What is required -
Across the records, count every line that includes "This" and give the number by itself.

Records provided -
PR #17, opened 2021-08-20
Fix Subscription class in Galactic

### LINKED ISSUE #14: Fix build on ros-galactic-ros-base

hidmic:
Closes #14. Use `virtual` keyword instead of `override` keyword.

---
This change is [Reviewable](https://reviewable.io/reviews/robotlocomotion/drake-ros/17)

### DIFF
--- a/drake_ros_core/src/subscription.hpp
+++ b/drake_ros_core/src/subscription.hpp
@@ -62,6 +62,7 @@ protected:
   handle_loaned_message(
     void * loaned_message, const rclcpp::MessageInfo & message_info) override;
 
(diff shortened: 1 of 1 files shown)


hidmic:
This is arguably a hack, but it does the trick and it is less intrusive than conditional compilation (which ROS 2 doesn't provide for).

sloretz (approved):
It works. I would recommend a comment saying it should be changed back to `override` when `galactic` support is no longer needed.

hidmic:
Comment included. Going in !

The answer -
2